PR #729, opened 2024-03-13
refactor: exposing the unseen var of the categorical encoder

### LINKED ISSUE #588: replace attribute encoding pipeline for encoding dictionary

### LINKED ISSUE #728: Parametrize unseen for the OrdinalEncoder in DecisionTreeEncoder
I started to use the [DecisionTreeEncoder](https://github.com/feature-engine/feature_engine/blob/main/feature_engine/encoding/decision_tree.py) for categorical variables. Lately I ran into an exception and I found out it was about when in there is an unseen category. 
I understand this as a default behaviour, but I was thinking that having the flexibility to decide that in the constructor can be helpful.   

To give more context:
From [the code](https://github.com/feature-engine/feature_engine/blob/main/feature_engine/encoding/decision_tree.py#L245) I saw that the `OrdinalEncoder` has by default the unseen variable set to `"raise"`
```python 
        cat_encoder = OrdinalEncoder(
            encoding_method=self.encoding_method,
            variables=variables_,
            missing_values="raise",
            ignore_format=self.ignore_format,
            unseen="raise",
        )
```
**Suggestion**

I would like to suggest to make that param something more flexible having it in the constructor 
```python 
     
    def __init__(
        self,
        cv=3,
        regression: bool = True,
        ignore_format: bool = False,
        # added var
        unseen: str = 'raise',
    ) -> None:

        super().__init__(variables, ignore_format)
        self.cv = cv
        self.scoring = scoring
        self.regression = regression
        self.param_grid = param_grid
        self.unseen = unseen


[ ... other code ...]



   cat_encoder = OrdinalEncoder(
            encoding_method=self.encoding_method,
            variables=variables_,
            missing_values="raise",
            ignore_format=self.ignore_format,
            unseen=self.unseen,
        )
```

Of course there are alternatives, in my project I am currently overriding the function to take into account that behaviour, but I think that this flexibility might help others .
In case it is found a reasonable change I would be happy to help on making the change

93lorenzo:
closes #728
closes #588 

Exposing the `unseen` parameter for the `DecisionTreeEncoder`.
Changing the encoder_ pipeline for an encoding_dict_ that maps from categories to numerical mappings (the predictions of the tree)

### DIFF
--- a/feature_engine/encoding/decision_tree.py
+++ b/feature_engine/encoding/decision_tree.py
@@ -347,7 +347,7 @@ class DecisionTreeEncoder(CategoricalInitMixin, CategoricalMethodsMixin):
         if self.unseen == "encode":
             X = X.mask(mask_unseen, other=self.fill_value)
         if self.unseen == "ignore":
-            X = X.mask(mask_unseen, other=None)
+            X = X.mask(mask_unseen, other=np.nan)
 
         return X
 
--- a/feature_engine/encoding/decision_tree.py
+++ b/feature_engine/encoding/decision_tree.py
@@ -32,9 +32,8 @@ from feature_engine.tags import _return_tags
 
 _unseen_docstring = (
     _unseen_docstring
-    + """ `'ignore'` will then make the DecisionTreeDiscretiser throw an error.
-        If `'encode'` unseen categories will be encoded with fill_value param,
-        that must be a numeric value.Any other value will throw an error.
+    + """ If `'encode'` unseen categories will be encoded with fill_value param,
+        that must be a numeric value.
         """
 )
 
@@ -330,15 +329,19 @@ class DecisionTreeEncoder(CategoricalInitMixin, CategoricalMethodsMixin):
         X = self._check_transform_input_and_state(X)
         _check_contains_na(X, self.variables_)
 
-        if self.unseen == "encode":
-            for column, col_values in self._categories.items():
-                X[column] = np.where(X[column].isin(col_values) | X[column].isna(),
-                                     X[column], self.fill_value)
-        elif self.unseen == "ignore":
-            for column, col_values in self._categories.items():
-                X[column] = np.where(X[column].isin(col_values) | X[column].isna(),
-                                     X[column], np.nan)
+        if self.unseen != "raise":
+            # replace unseen with a seen value
+            mask_unseen = ~X.apply(lambda x: x.isin(self._categories[x.name]))
+            for col, values in self._categories.items():
+                X.loc[mask_unseen[col],[col]] = values[0]
+
         X = self.encoder_.transform(X)
+
+        if self.unseen == "encode":
+            X = np.where(mask_unseen, self.fill_value, X)
+        elif self.unseen == "ignore":
+            X = np.where(mask_unseen, None, X)
+
         return X
 
     def inverse_transform(self, X: pd.DataFrame):
--- a/feature_engine/encoding/decision_tree.py
+++ b/feature_engine/encoding/decision_tree.py
@@ -331,7 +331,15 @@ class DecisionTreeEncoder(CategoricalInitMixin, CategoricalMethodsMixin):
 
         if self.unseen != "raise":
             # replace unseen with a seen value - later it will be replaced
-            mask_unseen = ~X.apply(lambda x: x.isin(self._categories[x.name]))
+            mask_unseen = ~X.apply(
+                lambda x: x.isin(
+                    self._categories[x.name]
+                    )
+                if x.name in list(
+                        self._categories.keys()
+                        )
+                else True
+                )
             for col, values in self._categories.items():
                 X.loc[mask_unseen[col], [col]] = values[0]
 
--- a/feature_engine/encoding/decision_tree.py
+++ b/feature_engine/encoding/decision_tree.py
@@ -4,6 +4,7 @@
 from typing import List, Optional, Union
 
 import pandas as pd
+import numpy as np
 from sklearn.pipeline import Pipeline
 from sklearn.utils.multiclass import check_classification_targets, type_of_target
 
@@ -25,6 +26,8 @@ from feature_engine.encoding.base_encoder import (
     CategoricalMethodsMixin,
 )
 from feature_engine.encoding.ordinal import OrdinalEncoder
+from feature_engine.encoding._helper_functions import check_parameter_unseen
+
 from feature_engine.tags import _return_tags
 
 
@@ -106,6 +109,24 @@ class DecisionTreeEncoder(CategoricalInitMixin, CategoricalMethodsMixin):
         of the parameters of the Scikit-learn's DecisionTreeRegressor() or
         DecisionTreeClassifier(). For reproducibility it is recommended to set
         the random_state to an integer.
+
+    unseen: str, default='raise'
+        The unseen param of the OrdinalEncoder used before DecisionTreeDiscretiser
+        in the fit method. It tells the encoder how to handle unseen categories.
+        Acceptable values are:
+
+            - If 'ignore', then unseen categories will be encoded as nan
+                - That might make the OrdinalEncoder throw an error
+
+            - If 'raise', then unseen categories will raise an error.
+
+            - If 'encode', unseen categories will be encoded with fill_value param.
+
+        Any other value will throw an error.
+
+    fill_value: int, default=None
+        The value used to fill for unseen categories. It is only used in
+        case of unseen=encode
 
     {variables}
 
@@ -198,8 +219,13 @@ class DecisionTreeEncoder(CategoricalInitMixin, CategoricalMethodsMixin):
         random_state: Optional[int] = None,
         variables: Union[None, int, str, List[Union[str, int]]] = None,
         ignore_format: bool = False,
-    ) -> None:
+        unseen: str = "raise",
+        fill_value: Optional[int] = None,
 
+    ) -> None:
+        check_parameter_unseen(unseen, ["ignore", "raise", "encode"])
+
+        check_parameter_unseen(unseen, ["ignore", "raise", "encode"])
         super().__init__(variables, ignore_format)
         self.encoding_method = encoding_method
         self.cv = cv
@@ -207,6 +233,24 @@ class DecisionTreeEncoder(CategoricalInitMixin, CategoricalMethodsMixin):
         self.regression = regression
         self.param_grid = param_grid
         self.random_state = random_state
+        self.unseen = unseen
+        self.fill_value = fill_value
+        self._fill_value_check()
+
+    def _fill_value_check(self,):
+        """
+        Check if unseen and fill_value inputs are acceptable.
+        """
+        if self.unseen == "encode":
+            if self.fill_value is None:
+                raise ValueError(
+                    "If unseen is encode fill_value must be an integer and not None"
+                )
+            if not isinstance(self.fill_value, int):
+                raise ValueError(
+                    f"fill_value must be an integer, "
+                    f"{self.fill_value} of type {type(self.fill_value)} found"
+                )
 
     def fit(self, X: pd.DataFrame, y: pd.Series):
         """
@@ -239,6 +283,15 @@ class DecisionTreeEncoder(CategoricalInitMixin, CategoricalMethodsMixin):
         variables_ = self._check_or_select_variables(X)
         _check_contains_na(X, variables_)
 
+        # dictionary of categories and seen values
+        if self.unseen in ["encode", "ignore"]:
+            self._categories = {}
+            for var in variables_:
+                unique_vars = X[var].drop_duplicates().to_list()
+                self._categories.update({
+                    var: unique_vars
+                })
+
         param_grid = self._assign_param_grid()
 
         # initialize categorical encoder
@@ -247,7 +300,7 @@ class DecisionTreeEncoder(CategoricalInitMixin, CategoricalMethodsMixin):
             variables=variables_,
             missing_values="raise",
             ignore_format=self.ignore_format,
-            unseen="raise",
+            unseen=self.unseen,
         )
 
         # initialize decision tree discretiser
@@ -291,6 +344,15 @@ class DecisionTreeEncoder(CategoricalInitMixin, CategoricalMethodsMixin):
         """
         X = self._check_transform_input_and_state(X)
         _check_contains_na(X, self.variables_)
+        # replace unseen values if unseen==encode
+        if self.unseen == "encode":
+            for column, col_values in self._categories.items():
+                X[column] = np.where(X[column].isin(col_values) | X[column].isna(),
+                                     X[column], self.fill_value)
+        elif self.unseen == "ignore":
+            for column, col_values in self._categories.items():
+                X[column] = np.where(X[column].isin(col_values) | X[column].isna(),
+                                     X[column], np.nan)
         X = self.encoder_.transform(X)
         return X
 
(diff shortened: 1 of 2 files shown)


glevv (approved):
LGTM

feature_engine/encoding/decision_tree.py
```diff
@@ -107,6 +107,18 @@ class DecisionTreeEncoder(CategoricalInitMixin, CategoricalMethodsMixin):
...
+        The unseen param of the OrdinalEncoder used before DecisionTreeDiscretiser
+        in the fit method. It tells the encoder how to handle unseen categories.
+        Following OrdinalEncoder we have :
+
+            -  If 'raise', then unseen categories will raise an error.
+
+            -  If 'ignore', then unseen categories will be encoded as NaN
+               and a warning will be raised instead.
+
+            -  If 'encode', unseen categories will be encoded as -1.
```
solegalli, line 120: Is this true? it will be replaced by -1 by the ordinal encoder, but the tree encoder creates a tree based on the ordinal numbers, so I am not sure this is what will happen. Did you test that?

We'd need a test for this parameter in the test, that it is able to take the strings and error when passing something else. And, ideally we also want another test to corroborate that the unseen functionality works as expected.

tests/test_selection/test_single_feature_performance.py
```diff
@@ -136,7 +134,7 @@ def test_raises_warning_if_no_feature_selected(load_diabetes_dataset):
         threshold=10,
     )
     with pytest.warns(UserWarning):
-        warnings.warn(sel.fit(X, y), UserWarning)
+        sel.fit(X, y)
```
solegalli, line 137: thanks for this fix, it was helpful for another PR that I am working on. I will merge that PR with this solution today, so I think we can remove this fix from this PR :)

feature_engine/encoding/decision_tree.py
93lorenzo: Answering first to your second point point :
* Yes I will create some tests for that! 

Answering to your first point: 
* I tested that and the tree encoder encodes the unseen ones in the same "encoding value"

EX:
```python 

df_enc = pd.DataFrame ( {
        "var_A": ["A"] * 6 + ["B"] * 10 + ["C"] * 4,
        "var_B": ["A"] * 10 + ["B"] * 6 + ["C"] * 4,
        "target": [1, 1, 0, 0, 0, 0, 0, 0, 0, 0, 1, 1, 0, 0, 0, 0, 1, 1, 0, 0],
    })

variables_ = ["var_A", "var_B"]
param_grid = {"max_depth": [1, 2, 3, 4]}
X = df_enc[variables_]
y = df_enc['target']
unseen = 'raise'

# initialize categorical encoder
cat_encoder_encode = OrdinalEncoder(
    encoding_method="arbitrary",#self.encoding_method,
    variables=variables_,
    missing_values="raise",
    ignore_format=False, #self.ignore_format,
    unseen="encode" #self.unseen,
)

# initialize decision tree discretiser
tree_discretiser = DecisionTreeDiscretiser(
    cv=2, #self.cv,
    scoring="neg_mean_squared_error", #self.scoring,
    variables=variables_,
    param_grid=param_grid,
    regression=False, #self.regression,
    random_state=None #self.random_state,
)

# pipeline for the encoder
encoder_encode = Pipeline(
    [
        ("categorical_encoder", cat_encoder_encode),
        ("tree_discretiser", tree_discretiser),
    ]
)

encoder_encode.fit(X,y)

X_new = pd.DataFrame({
    "var_A":['A','B','C','ZZZ','YYY',-1],
    "var_B":['A','B','C','A'  ,'ZZZ',-1],
})

encoder_encode.transform(X_new)

>>>>
>>>>
>>>>
>>>>

```

93lorenzo: Answering first to your second point point :
* Sure I will create a test for the possible values of the param
* And a test to check that work as expected  

Answering to your first point: 
* I quickly tested, the tree encoder encodes all the unseen values in the same "encoding bucket". I am providing here a code snippet with the output. For the `var_A` it seems 0.25 the 'Other' bucket on which encode some categories and unseen values.

EX:
```python 

df_enc = pd.DataFrame ( {
        "var_A": ["A"] * 6 + ["B"] * 10 + ["C"] * 4,
        "var_B": ["A"] * 10 + ["B"] * 6 + ["C"] * 4,
        "target": [1, 1, 0, 0, 0, 0, 0, 0, 0, 0, 1, 1, 0, 0, 0, 0, 1, 1, 0, 0],
    })

variables_ = ["var_A", "var_B"]
param_grid = {"max_depth": [1, 2, 3, 4]}
X = df_enc[variables_]
y = df_enc['target']
unseen = 'raise'

# initialize categorical encoder
cat_encoder_encode = OrdinalEncoder(
    encoding_method="arbitrary",#self.encoding_method,
    variables=variables_,
    missing_values="raise",
    ignore_format=False, #self.ignore_format,
    unseen="encode" #self.unseen,
)

# initialize decision tree discretiser
tree_discretiser = DecisionTreeDiscretiser(
    cv=2, #self.cv,
    scoring="neg_mean_squared_error", #self.scoring,
    variables=variables_,
    param_grid=param_grid,
    regression=False, #self.regression,
    random_state=None #self.random_state,
)

# pipeline for the encoder
encoder_encode = Pipeline(
    [
        ("categorical_encoder", cat_encoder_encode),
        ("tree_discretiser", tree_discretiser),
    ]
)

encoder_encode.fit(X,y)

X_new = pd.DataFrame({
    "var_A":['A','B','C','ZZZ','YYY',-1],
    "var_B":['A','B','C','A'  ,'ZZZ',-1],
})

encoder_encode.transform(X_new)

>>>> var_A var_B
>>>> 0.25  0.2
>>>> 0.25  0.2
>>>> 0.50  0.4
>>>> 0.25  0.2
>>>> 0.25  0.2
>>>> 0.25  0.2 

```

93lorenzo: Doing further checks raise both "raise" and "ignore" raise an exception.
"raise" --> it raises a ValueError for new values
"ignore" --> It passes the first part of the pipeline `OrdinalEncoder` (generating Nans for unseen) but it throws an error in the second part for the `DecisionTreeDiscretiser` because it is fed with Nan values which `DecisionTreeDiscretiser` does not allow .

I am planning to change the  `DecisionTreeDiscretiser` class to allow only `raise` and `encode` for the `unseen` param

feature_engine/encoding/decision_tree.py
```diff
@@ -116,9 +116,10 @@ class DecisionTreeEncoder(CategoricalInitMixin, CategoricalMethodsMixin):
 
             -  If 'raise', then unseen categories will raise an error.
 
-            -  If 'encode', unseen categories will be encoded as -1 by the 
+            -  If 'encode', unseen categories will be encoded as -1 by the
```
solegalli, line 119: Thanks for the fixes. Here are my thoughts regarding the replacement for unseen categories:

I don't think -1 is a good idea, because we don't really know what the output of the tree is going to be. If it is a probability, then -1 is a safe choice, because it clearly signals that this category was encoded by a different logic.

But if the target is continuous, then -1 might be a common output of the tree, and then we'd be treating this category like perhaps other group of categories that appear quite often in the data.

If the target is binary, perhaps we could leave -1. But if the target is continuous, I think it won't be possible for the API to understand what a would replacement value would be.

So my suggestion is: 

- add a `fill_value` parameter at init, defaults to `None`, where the user can enter the value they wish to use for the encoding (this is the logic currently used in sklearn ordinal encoder).
- then, add logic to have unseen categories replaced by the fill_value when unseen=encode
- if unseen equals raise or ignore, we should treat unseen as we normally do: raise throws an error, ignore i think replaces by nan, or leaves it as it is, I don;t remember any more, we should do whatever ordinaleconder does. 

At init, we need a check that `fill_value` is numeric, and another check to corroborate that `fill_value` is not none when `unseen = encode`.

Then we need checks for the values that `unseen` can take. I don't remember if we can inherit this from a parent class, we should check what ordinal encoder does and try to repeat it for this class.

Regarding the logic to replace the unseen categories:

- if raise, we just leave it to ordinalencoder to handle
- if ignore or encode, we need to add extra logic in this class to have those categories either replaced with nan (or whatever ordinalencoder does, or with the `fill_value`.

And then, we need tests for all the new logic, the tests at init, plus the replacements during transform.

What do you think? Do you think you could work on this?

Thank you!

solegalli: You could also rebase main now so that the tests can pass :)

93lorenzo: I understand your point! Indeed, I think what you are suggesting would the most flexible way. 
I will work on that this week :)

solegalli: awesome! thank you!

93lorenzo: Now that I am rereading the messages and the code I  have a question. 
With your phrase
<em>So my suggestion is:
*    add a fill_value parameter at init, defaults to None, where the user can enter the value they wish to use for the encoding (this is the logic currently used in sklearn ordinal encoder).
*   then, add logic to have unseen categories replaced by the fill_value when unseen=encode
*   if unseen equals raise or ignore, we should treat unseen as we normally do: raise throws an error, ignore i think replaces by nan, or leaves it as it is, I don;t remember any more, we should do whatever ordinaleconder does.</em>

You mean to have as a init param **fill_value** and **unseen** in the  `DecisionTreeEncoder`  (to forward them to the ordinal enc) and also in the `OrdinalEncoder`. To add within the  `OrdinalEncoder` class the logic of unseen fill_value ?
 
I am asking that, because it is still not 100% clear to me if you meant the change to happen only in the `DecisionTreeEncoder`. 

After having a look I feel the change must happen also in the `OrdinalEncoder` to have the flexibility for the  `OrdinalEncoder` to fill [unseen values with the passed param instead of always with -1](https://github.com/feature-engine/feature_engine/blob/main/feature_engine/encoding/ordinal.py#L224)


More than a question is a confirmation if what I understood (and tried to explain here) is aligned with what you meant  :)

solegalli: Hi @93lorenzo 

We would not be changing the OrdinalEnocoder in this PR. We would forward only the "raise" to the OrdinalEncoder's unseen, because it has that functionality already, but for "ignore" and "encode" we need to add the logic to the tree encoder. The fill_value will exist only in tree encoder as well.

93lorenzo: Hey @solegalli ! 
I did the changes! 
Please have a look and let me know if there is something to add/change or discuss :)

feature_engine/encoding/decision_tree.py
```diff
@@ -239,6 +281,15 @@ def fit(self, X: pd.DataFrame, y: pd.Series):
         variables_ = self._check_or_select_variables(X)
         _check_contains_na(X, variables_)
 
+        # dictionary of categories and seen values
+        if self.unseen in ["encode", "ignore"]:
```
solegalli, line 285: would it not be faster if self.unseen != "raise" ? instead of searching over a list?

feature_engine/encoding/decision_tree.py
```diff
@@ -239,6 +281,15 @@ def fit(self, X: pd.DataFrame, y: pd.Series):
...
+            self._categories = {}
+            for var in variables_:
+                unique_vars = X[var].drop_duplicates().to_list()
```
solegalli, line 288: is this trying to capture the unique categories per variable? can we not do X[var].unique(() instead?

the name unique_vars is confusing, should it not be unique_categories? or simply categories?

feature_engine/encoding/decision_tree.py
```diff
@@ -291,6 +342,15 @@ def transform(self, X: pd.DataFrame) -> pd.DataFrame:
         """
         X = self._check_transform_input_and_state(X)
         _check_contains_na(X, self.variables_)
+        # replace unseen values if unseen==encode
```
solegalli, line 345: I think this comment is self-explained in the logic, can we remove please?

feature_engine/encoding/decision_tree.py
```diff
@@ -291,6 +342,15 @@ def transform(self, X: pd.DataFrame) -> pd.DataFrame:
...
+        if self.unseen == "encode":
+            for column, col_values in self._categories.items():
+                X[column] = np.where(X[column].isin(col_values) | X[column].isna(),
+                                     X[column], self.fill_value)
+        elif self.unseen == "ignore":
+            for column, col_values in self._categories.items():
+                X[column] = np.where(X[column].isin(col_values) | X[column].isna(),
+                                     X[column], np.nan)
```
solegalli, line 353: I am not sure this logic works as intended. First we replace the unseen with either a number or nan. If it is nan, then the transform step below should fail, because sklearn decision trees do not take nan as input. And if it replaces nan with a number, then the tree is going to use that number as input and return a prediction at the back of that. 

Somehow, we should first obtain the predictions over the permitted values and then replaced unseen by either nan or the fill_value.

solegalli (commented):
Hey @93lorenzo 

Thank you so much for the changes! I think it goes in the right direction.

Most of my comments are cosmetic, to try and keep the API homogeneous. But at the end I have one regarding the logic, which as it stands, it should not return what we want it to return.

Could you please take a look?

Thanks a lot!

feature_engine/encoding/decision_tree.py
93lorenzo: Hey @solegalli ! 
I implemented the changes you suggested. 
About the np.nan or fill_value replacement I used a workaround in the transform step:
* first I get a mask of those unknown
* I convert them to a known value to make succeed the encoding 
* in the end I replace the values in the mask with the fill_value or np.nan

Another point I would like to ask is that I am defining the `unseen` parameter of the OrdinalEncoder as `self.unseen`, but with the current developments I think I should keep it to `"raise"` because in any case it will receive seen categories. 
Here the code I am referring to. 
```
cat_encoder = OrdinalEncoder(
            encoding_method=self.encoding_method,
            variables=variables_,
            missing_values="raise",
            ignore_format=self.ignore_format,
            unseen="raise", # unseen=self.unseen,
        )
```

solegalli:
Hey @93lorenzo Sorry for the delayed response.

I made a PR to your repo with some changes: https://github.com/93lorenzo/feature_engine/pull/1

It turns out, that this is harder than I thought.

At the moment, this is what I think could work:

if encode=raise, we just let the ordinal encoder raise the error.
if encode is not raise, we let the encoder do whatever (i set it to encode so it will return a value for unseen categories and then the tree will make a prediction at the back of that, but we don;t care)

In transform, when encode is not raise, we need to check if there is a category in the dataframe, that was not present in the training set (during fit).

We have the unique categories for each variable in the encoding_dict_ parameter of the ordinalencoder.

What we need to do is to find a fast way to find categories in the new dataframe that are not among the keys of the corresponding variable's dictionary. We could use set(a).intersection(b) where a is the variables in the encoding_dict_ and b is the unique categories seen in the variables in the new df. And if there are unseen, then we create a boolean vector with True where the observation is unseen.

We do this for each variable, so we will end up with an array of Trues and Falses with the same size of the dataframe and the variables that are being encoded. And then using pandas loc we set the Trues to fill_value.

I don't think pandas.isin and apply are the fastest options.

@glevv would you know of a better way? and by better I mean faster.

solegalli:
@93lorenzo  Would you be able to pick up from where I left and try to modify the logic in transform to create the mask array and then replace by fill_value?

solegalli:
Looking at it again, the changes needed are instead of calling the list of unique values that you created in fit, we'd use the one that we already have within OrdinalEncoder. And instead of using apply and isin, we'd try to use sets and difference and numpy

solegalli:
Change of plans. We are tackling issue #588 together with this one, which makes our lives much easier.

solegalli:
superseeded by #757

————

In the material above, how many lines contain the string "those"? Respond with that number by itself.

2